The abundance inspires me to deal with it, and him to invite others to share in it, which is how our Friday table came to be cleared of work detritus, and set, and then burdened with reorganized abundance.
It was a party of five, one shy of the seating we have, so no one was forced to sit on patio furniture or the floor. He was the center of the universe connecting the other four of us, and so I felt gratefully peripheral as I watched conversation dance about shared story lines I’ve only seen in the rear view.
Until, of course, it happened.
She asked me about how I came to know Bitty, which is a question that has a very simple answer. Bitty is the dog who found our friend. One might answer by saying, “she’s our friend’s dog,” but that true statement is a hologram of the truth. A bit like saying your spouse of 50 years is “a guy you once knew.”
Bitty is my soul mate.
She found our friend when she was very young and hungry, turned away from a deplorable breeder with nefarious intents for being the runt, or possibly forgotten.
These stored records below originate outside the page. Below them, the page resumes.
PR #267, opened 2020-01-16
Update launch frontend <let> attribute

jacobperron:
The actually implementation uses the attribute `name` instead of `var`.


ivanpauno (approved):
Thanks for the fix!

PR #4203, opened 2022-09-02
Increase timeouts of expensive tests

nilsdeppe:
## Proposed changes

We've had some timeouts of these tests over the last month. Since they already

She landed in his yard, and took him in.
He in turn, took her to the shelter, which is what one does with dogs who wander beneath their apple trees uninvited. He hadn’t been praying for her, but after putting in her time waiting for her previous owners who never came, our friend was informed that she was not adoptable, as her breed is bred to cause trouble. Unless of course, he wanted her…
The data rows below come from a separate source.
PR #4212, opened 2022-09-07
Make TCI status a simple tag with integer values

yoonso0-0:
## Proposed changes

This is the first part of a change to make TciStatus more informative, by assigning different integer values to TciStatus depending on which particular one among TCI checks failed.

* Currently `rdmp_tci` and `two_mesh_rdmp_tci` returns `bool`. Change this return type from `bool` to `int`. The returned value is `0` if all checks are passed, and is a positive integer `j` if j-th component of inputs makes the check fail (see the added documentation). Internal automatic conversion by C++ for `0`->`False` and `j`->`True` prevents other related parts of subcell codes from being broken.

* Change `TciStatus` from a compute tag to a simple tag.
 

### Code review checklist

  Then open `index.html`.
  `new feature` if appropriate.


nilsdeppe (approved):
LGTM! Nice work :D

So he took her home, and a year or so later, we met in an unremarkable way at a dry and forlorn dog park, sometime in early November after the election had been settled but before things got very bad.
I explained none of this at the dinner party, and instead what sprang forth from me began on the evening of December 26th, 2020, which is precisely the moment when things got very bad.
My memory of the dinner party is not precisely first person, but a bit above myself and off to the right, in a place most often occupied by the Angel of the backstory, who most often sits quietly on her hands and waits to speak until spoken to.
[She’s here with me now in the bath as I type this with my thumbs, a latte that isn’t exactly about napkins or Bitty or dinner, but more about her and the things she has to say.]
At dinner, she spurred bits and fragments of irrelevant soliloquy until my person gently interrupted her and said,
“She asked about Bitty.”
And eventually I got to the part about Bitty sleeping on my chest in the sleepless nights of the darkest winter. Bitty who insisted that we rest, whose body held the shards of me that had had a gauntlet of a year, and day of decisions, and week from hell, and fall of terror. Bitty who knew that I could not answer her questions, so she kept them to herself. And when I woke in the night and opened my phone to check the lab reports - both for reassurance that he was still alive and confirmation that he was still marginally in the same condition in which I left him, she simply stood and circled my bones, emphatically replacing herself on top of me.
She did not mother or patronize. She did not ask or yell. She never cried or had opinions on the matter. In the morning she let me go, and at night she helped stave off the demons that conflate trauma with intuition and seed nightmares and flashbacks.
Bitty is my place of refuge, you see?
How can I do her justice with a simple sentence or haiku?
I cannot. Not in my house, not at my table. At my table the unfiltered complexity of the full truth is served between unlikely courses, atop linens who each have their own history to hold.
And you? You dear reader get the slightly more refined retelling - a meandering quad shot macchiato of lyricism and trauma, rolled together like aloo gobi and chocolate zucchini cake.
Thanks for reading,
K
Beautiful. Bitty was meant to be with you in stillness and comfort as you were meant for her with love and stability.